Basic Life Support Ambulances (BLS )
A basic life support (BLS) ambulance is one that provides transportation plus the equipment and staff needed for such basic services as controlling bleeding, splinting fractures, treatment for shock, delivery of babies, and cardio-pulmonary resuscitation (CPR).
Basic Life Support ambulances must be staffed by at least two people, one of whom must be certified as an emergency medical technician (EMT) by the State or local authority where the services are being furnished and be legally authorized to operate all lifesaving and life-sustaining equipment on board the vehicle.
Advanced Life Support Ambulances (ALS)
The ALS vehicle must have specialized life sustaining equipment and specialized staff. Typical of this type of ambulance are mobile coronary care units staffed by personnel trained and authorized to administer intravenous therapy (IVs), provide anti-shock trousers, establish and maintain a patient's airway, defibrillate the heart, provide EKG monitoring, and perform other advanced life support procedures or services.
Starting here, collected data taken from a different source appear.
PR #9, opened 2023-06-14
Update alert rule for mega raid collector.

chanchiwai-ray:
Update alert rule for MegaRAID collector according to the [PR](https://github.com/canonical/prometheus-hardware-exporter/pull/6)

Depends: [PR](https://github.com/canonical/prometheus-hardware-exporter/pull/6)

### DIFF
--- a/src/prometheus_alert_rules/mega_raid.yaml
+++ b/src/prometheus_alert_rules/mega_raid.yaml
@@ -30,7 +30,7 @@ groups:
     expr: megaraid_virtual_drive_info{state != "Optl"} == 1
     for: 0m
     labels:
-      severity: critical
+      severity: warning
     annotations:
       summary: MegaRAID virtual drives are not in optimal state. (instance {{ $labels.instance }})
       description: |
--- a/src/prometheus_alert_rules/mega_raid.yaml
+++ b/src/prometheus_alert_rules/mega_raid.yaml
@@ -15,7 +15,7 @@ groups:
           LABELS = {{ $labels }}
 
   - alert: MegaRAIDControllerNotFound
-    expr: (megaraid_controllers == 0) and on (instance) (storcli_command_success == 1)
+    expr: megaraid_controllers == 0
     for: 0m
     labels:
       severity: warning
@@ -27,7 +27,7 @@ groups:
           LABELS = {{ $labels }}
 
   - alert: MegaRAIDVirtualDriveNotOptimal
-    expr: (megaraid_virtual_drive_state{state != "Optl"} == 1) and on (instance) (storcli_command_success == 1)
+    expr: megaraid_virtual_drive_info{state != "Optl"} == 1
     for: 0m
     labels:
       severity: critical
--- a/tests/unit/test_alert_rules/test_mega_raid.yaml
+++ b/tests/unit/test_alert_rules/test_mega_raid.yaml
@@ -63,7 +63,7 @@ tests:
         alertname: MegaRAIDVirtualDriveNotOptimal
         exp_alerts:
           - exp_labels:
-              severity: critical
+              severity: warning
               controller_id: 0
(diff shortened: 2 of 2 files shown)


jneo8 (approved):

src/prometheus_alert_rules/mega_raid.yaml
```diff
@@ -27,7 +27,7 @@ groups:
           LABELS = {{ $labels }}
 
   - alert: MegaRAIDVirtualDriveNotOptimal
-    expr: (megaraid_virtual_drive_state{state != "Optl"} == 1) and on (instance) (storcli_command_success == 1)
+    expr: megaraid_virtual_drive_info{state != "Optl"} == 1
```
Pjack, line 30: Question: when there are 2 virtual drive failed, how many alert will be sent out?  

I am thinking should we send the alert one by one, or should we send the alerts together. eg: check the value of megaraid_unready_virtual_drives  

if it is > 0 , then send alert.  

At the mean time, I still want to get the information that can indicate which virtual drives are unready.

src/prometheus_alert_rules/mega_raid.yaml
```diff
@@ -27,7 +27,7 @@ groups:
...
     for: 0m
     labels:
       severity: critical
```
Pjack, line 33: I feel it won't be critical. 
For example: For RAID 1, if it is not Optl, it means at least one of the physical drive is unavailable. But It won't imact the data access in general case.

Pjack (changes requested):

src/prometheus_alert_rules/mega_raid.yaml
chanchiwai-ray: Answer: 2 alerts.

For second question. It maybe impossible if we use `megaraid_unready_virtual_drives` because there are no information about what virtual drives are unready in the label, and we cannot add these information in the label. So we cannot get what the number of unready virtual drive and what virtual drive are unready using single metrics.

src/prometheus_alert_rules/mega_raid.yaml
chanchiwai-ray: ACK

src/prometheus_alert_rules/mega_raid.yaml
Pjack: Okay, let's design it as is but collect feedback during demo

src/prometheus_alert_rules/mega_raid.yaml
```diff
@@ -27,10 +27,10 @@ groups:
           LABELS = {{ $labels }}
 
   - alert: MegaRAIDVirtualDriveNotOptimal
-    expr: (megaraid_virtual_drive_state{state != "Optl"} == 1) and on (instance) (storcli_command_success == 1)
+    expr: megaraid_virtual_drive_info{state != "Optl"} == 1
```
Pjack, line 30: @jneo8 mentioned this alert should be >=0
https://github.com/canonical/charm-prometheus-hardware-exporter/pull/10/files#diff-5be74e108dda67ee9e3c2a3354886eb79a213d34919599477befd19c71e98a16
Which one is correct?

Pjack (changes requested):

src/prometheus_alert_rules/mega_raid.yaml
chanchiwai-ray: `>= 1` you mean? Larger than or equal to 1 is okay because we will not have value larger than 1

jneo8: I think I am the wrong one.

So no matter 1 or 2 virtual drives' state is not Optl. It will fire the alert.

Pjack (approved):

PR #10, opened 2023-06-15
feat(alert): Add alert rule for perccli

jneo8:
- Add alert rules for perccli

### DIFF
--- a/src/prometheus_alert_rules/perccli.yaml
+++ b/src/prometheus_alert_rules/perccli.yaml
@@ -1,0 +1,52 @@
+groups:
+- name: PowerEdgeRAID
+  rules:
+  - alert: PerccliCommandFailed
+    expr: perccli_command_success == 0
+    for: 0m
+    labels:
+      severity: critical
+    annotations:
+      summary: Failed to run perccli or controller not available. (instance {{ $labels.instance }})
+      description: |
+        Failed to get PowerEdgeRAID controller information using perccli.
+          INSTANCE = {{ $labels.instance }}
+          SUCCESS = {{ $value }}
+          LABELS = {{ $labels }}
+
+  - alert: PowerEdgeRAIDControllerNotFound
+    expr: poweredgeraid_controllers == 0
+    for: 0m
+    labels:
+      severity: warning
+    annotations:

Advanced Life Support (ALS) vehicles must be staffed by two people with one of the two staff members certified as a paramedic or an EMT who is trained and certified, by the State or local authority where the services are being furnished, to perform one or more ALS service.
Reasons for Noncoverage
No payment may be made for reusable devices and equipment such as backboards, neckboards, inflatable splints, or linens (disposable or not). Such items and services are considered a part of the charge for the ambulance trip. Payment for the ambulance trip includes payment for these items and services.
Advanced life support (ALS) ambulance services are not separately reimbursed if the ALS vehicle does not transport the patient and does not have a contractual arrangement with a BLS entity.
Based upon the state licensure requirements for an ambulance vehicle and crew members, cardiac monitoring is considered an ALS specialized service. Therefore, it is not recognized as a service performed in conjunction with a BLS transport.
Ambulance services provided when other means of transportation could be utilized without endangering the individual's health, whether or not other transportation is actually available.
The service fails to meet the reasonableness requirement even if it meets the medical necessity requirement (e.g., patients receiving diagnostic and/or therapeutic services which could have been reasonably brought to the beneficiary's bedside at less cost than transporting the beneficiary for the services).
Ambulance services for patient or family convenience.
Ambulance suppliers are required to retain documentation on file supporting all ambulance services billed to Medicare (i.e., trip sheets).
Effective for dates of service September 9, 1999 and after, ambulance suppliers are required to obtain/retain a copy of the Certificate of Medical Necessity (CMN) form for all scheduled and unscheduled nonemergency ambulance transports. Paper billers must attach a copy of the CMN to their claim form. Electronic billers must obtain/retain a copy of the CMN form, however, the form should not be sent to Medicare. All pertinent CMN information must be included on electronic claims submissions (see Medicare Special Notice, August 9, 1999 for complete instructions).